I think we really need to get all the info on where we can smoke if it was going to be in Miami. It is not as cigar friendly as you would think. If you want to hear and watch something crazy then take a look at this video.

Miami has a ban on smoking outside in a public park. Believe it, When I was there shooting this video with Ernesto Padilla we went to Domino Park only to find out you can not smoke there. It is right on Calle Ocho. You will watch all about it at about 2 min 12 seconds into the video.

Cigar Live Videos - Puff - Ernesto Padilla visits Domino Park

It is crazy.......cough..cough...Cozumel


----------



## Rev2010 (Sep 3, 2008)

Stogie said:


> Miami has a ban on smoking outside in a public park. Believe it, When I was there shooting this video with Ernesto Padilla we went to Domino Park only to find out you can not smoke there.
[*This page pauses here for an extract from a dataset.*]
Issue #659, opened 2020-09-18
SES configuration sets


wellknownmelodies:
Doesn't look like it's possible to specify [configuration sets](https://docs.aws.amazon.com/ses/latest/DeveloperGuide/using-configuration-sets.html) or associated tags with erlcloud_ses:send_email. Happy to submit a pull request adding these options to `send_email_opt`; are there guidelines for contribution beyond what's in the README?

Yeah, I was thinking this too! I've read that they don't let you smoke on a good number (or maybe all?) of the beaches as well. That's why doing this in Mexico, or some other non-uptight-USA location would be best.
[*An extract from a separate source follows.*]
PR #662, opened 2020-10-02
erlcloud_application_autoscaler: return error tuple when '#aws_request.response_type' is not 'ok'

va17:
Internal function `erlcloud_application_autoscaler:request_with_action/3` currently ignores any error response from AWS other than config update failures. It currently returns `{ok, {error, _}}` and throws function clause error in some actions like [here](https://github.com/erlcloud/erlcloud/blob/master/src/erlcloud_application_autoscaler.erl#L531-L533). This change updates the code to check `#aws_request.response_type` and return `{ok, _}`/`{error, _}` appropriately.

By the way, maybe this thread should be stickied?? :nod:

Rev.


----------



## bimmian (Jul 13, 2009)

OTHER!! You should all hop a flight here to Hawaii, so we can show these liberal hippie shmucks what freedom smells like haha! They recently passed a no-smoking-in-public-places law and I've been relegated to smoking on the porch or patio ever since. :sad:

Nah, but seriously, I think there's something for everyone in Vegas... They have the CA "Big Smoke" there every year too, right?

EDIT: I'd like to change my vote to MIAMI after actually reading the thread. It sounds like y'all actually THOUGHT about your decision, unlike my knee-jerk "LV is fun!" vote, LOL. I shouldn't even be speaking, since I won't be going anyway.

There could be 5 Vegas, Vegas Cubanas (and other NC cigar brands that have "Vegas" in their name) samplers (and privately supplied Vegas Robainas, if that's your cup o' joe) to serve as an added theme.

Although, Miami IS the cigar capital of the U.S., which would make it a VERY cool destination! Blowing smoke rings in Little Havana... how cool is THAT?

Mexico would be a killer vacation, but passports are a pain in the.. neck! if you don't already have one.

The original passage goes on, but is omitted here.